#### About this task:
Copy each line below that has "soon".

#### Source material:
------------------------------------------------
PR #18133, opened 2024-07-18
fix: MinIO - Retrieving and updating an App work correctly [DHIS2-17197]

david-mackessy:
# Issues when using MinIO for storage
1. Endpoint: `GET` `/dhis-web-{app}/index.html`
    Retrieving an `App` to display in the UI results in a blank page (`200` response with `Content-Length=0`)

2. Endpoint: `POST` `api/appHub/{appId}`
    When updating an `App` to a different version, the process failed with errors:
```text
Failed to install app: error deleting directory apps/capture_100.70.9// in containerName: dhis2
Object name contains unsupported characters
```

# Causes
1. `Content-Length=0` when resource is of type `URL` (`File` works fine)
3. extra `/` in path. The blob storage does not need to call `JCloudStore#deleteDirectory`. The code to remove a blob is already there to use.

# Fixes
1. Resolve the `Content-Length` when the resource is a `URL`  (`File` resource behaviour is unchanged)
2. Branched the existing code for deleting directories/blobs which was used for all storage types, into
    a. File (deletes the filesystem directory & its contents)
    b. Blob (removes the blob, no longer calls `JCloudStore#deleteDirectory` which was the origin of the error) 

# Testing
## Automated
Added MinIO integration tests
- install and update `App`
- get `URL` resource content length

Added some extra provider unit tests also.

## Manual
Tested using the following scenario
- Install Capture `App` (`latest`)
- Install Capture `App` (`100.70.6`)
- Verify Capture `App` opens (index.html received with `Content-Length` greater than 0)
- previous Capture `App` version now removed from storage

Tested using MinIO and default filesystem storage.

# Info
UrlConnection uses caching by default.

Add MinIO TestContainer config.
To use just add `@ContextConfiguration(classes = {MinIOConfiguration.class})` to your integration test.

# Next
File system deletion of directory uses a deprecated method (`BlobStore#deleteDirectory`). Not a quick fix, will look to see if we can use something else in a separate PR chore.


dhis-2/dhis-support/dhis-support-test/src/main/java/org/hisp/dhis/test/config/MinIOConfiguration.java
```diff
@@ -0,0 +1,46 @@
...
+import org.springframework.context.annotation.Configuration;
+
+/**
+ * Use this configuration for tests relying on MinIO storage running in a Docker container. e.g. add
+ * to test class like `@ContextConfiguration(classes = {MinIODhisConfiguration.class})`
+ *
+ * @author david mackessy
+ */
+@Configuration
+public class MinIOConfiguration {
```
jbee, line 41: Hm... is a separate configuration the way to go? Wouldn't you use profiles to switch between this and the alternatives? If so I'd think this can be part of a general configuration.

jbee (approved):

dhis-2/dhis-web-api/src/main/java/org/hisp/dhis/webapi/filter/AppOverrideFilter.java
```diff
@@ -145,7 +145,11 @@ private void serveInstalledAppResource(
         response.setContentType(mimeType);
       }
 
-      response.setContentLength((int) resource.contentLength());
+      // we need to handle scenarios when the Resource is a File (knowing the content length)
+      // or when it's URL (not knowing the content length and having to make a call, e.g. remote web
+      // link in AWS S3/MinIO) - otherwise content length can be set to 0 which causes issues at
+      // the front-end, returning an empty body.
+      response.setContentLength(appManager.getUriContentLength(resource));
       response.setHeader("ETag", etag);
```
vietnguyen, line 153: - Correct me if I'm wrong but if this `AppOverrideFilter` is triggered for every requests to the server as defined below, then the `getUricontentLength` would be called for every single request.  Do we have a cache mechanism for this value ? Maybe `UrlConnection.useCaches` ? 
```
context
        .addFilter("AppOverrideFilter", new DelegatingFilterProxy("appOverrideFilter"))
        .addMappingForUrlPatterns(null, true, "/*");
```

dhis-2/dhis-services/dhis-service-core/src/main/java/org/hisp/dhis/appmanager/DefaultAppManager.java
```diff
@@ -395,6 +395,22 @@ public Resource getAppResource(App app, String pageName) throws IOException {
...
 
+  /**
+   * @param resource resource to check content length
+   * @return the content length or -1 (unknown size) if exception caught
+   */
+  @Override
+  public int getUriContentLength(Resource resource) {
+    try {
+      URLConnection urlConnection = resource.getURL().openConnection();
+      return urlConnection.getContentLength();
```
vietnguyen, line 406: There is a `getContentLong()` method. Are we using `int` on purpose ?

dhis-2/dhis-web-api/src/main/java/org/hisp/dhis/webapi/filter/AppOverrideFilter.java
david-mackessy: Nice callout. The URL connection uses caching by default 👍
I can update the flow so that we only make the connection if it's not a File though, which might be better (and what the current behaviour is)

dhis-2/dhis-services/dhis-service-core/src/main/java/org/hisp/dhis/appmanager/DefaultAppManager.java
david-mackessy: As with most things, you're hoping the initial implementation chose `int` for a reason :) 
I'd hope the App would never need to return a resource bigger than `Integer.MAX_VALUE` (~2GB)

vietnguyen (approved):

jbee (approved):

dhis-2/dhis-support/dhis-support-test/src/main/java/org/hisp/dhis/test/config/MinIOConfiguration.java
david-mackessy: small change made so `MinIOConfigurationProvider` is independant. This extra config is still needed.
------------------------------------------------
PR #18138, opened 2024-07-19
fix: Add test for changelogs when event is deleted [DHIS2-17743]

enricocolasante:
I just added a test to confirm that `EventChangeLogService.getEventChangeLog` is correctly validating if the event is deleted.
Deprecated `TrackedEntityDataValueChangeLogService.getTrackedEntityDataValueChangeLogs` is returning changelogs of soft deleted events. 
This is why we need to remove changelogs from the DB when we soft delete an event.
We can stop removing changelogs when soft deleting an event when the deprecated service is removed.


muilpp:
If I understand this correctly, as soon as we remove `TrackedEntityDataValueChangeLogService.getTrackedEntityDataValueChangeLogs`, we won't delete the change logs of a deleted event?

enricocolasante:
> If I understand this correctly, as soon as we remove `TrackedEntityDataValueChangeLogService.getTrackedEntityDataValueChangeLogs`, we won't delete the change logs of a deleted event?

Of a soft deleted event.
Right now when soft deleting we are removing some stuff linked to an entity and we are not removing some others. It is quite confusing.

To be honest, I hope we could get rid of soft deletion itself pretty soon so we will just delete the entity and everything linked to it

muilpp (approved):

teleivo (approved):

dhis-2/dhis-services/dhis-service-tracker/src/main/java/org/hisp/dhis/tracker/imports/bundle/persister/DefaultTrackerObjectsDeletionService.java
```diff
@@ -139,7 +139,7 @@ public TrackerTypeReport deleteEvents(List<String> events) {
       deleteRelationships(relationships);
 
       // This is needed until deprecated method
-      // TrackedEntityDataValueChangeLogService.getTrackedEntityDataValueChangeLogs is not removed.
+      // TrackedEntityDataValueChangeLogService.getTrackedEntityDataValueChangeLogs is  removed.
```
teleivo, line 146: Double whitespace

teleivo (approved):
------------------------------------------------
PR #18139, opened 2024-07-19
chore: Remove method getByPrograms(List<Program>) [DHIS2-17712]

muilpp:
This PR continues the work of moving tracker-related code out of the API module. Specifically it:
------------------------------------------------
#### Answer to this task:
If I understand this correctly, as soon as we remove `TrackedEntityDataValueChangeLogService.getTrackedEntityDataValueChangeLogs`, we won't delete the change logs of a deleted event?
> If I understand this correctly, as soon as we remove `TrackedEntityDataValueChangeLogService.getTrackedEntityDataValueChangeLogs`, we won't delete the change logs of a deleted event?
To be honest, I hope we could get rid of soft deletion itself pretty soon so we will just delete the entity and everything linked to it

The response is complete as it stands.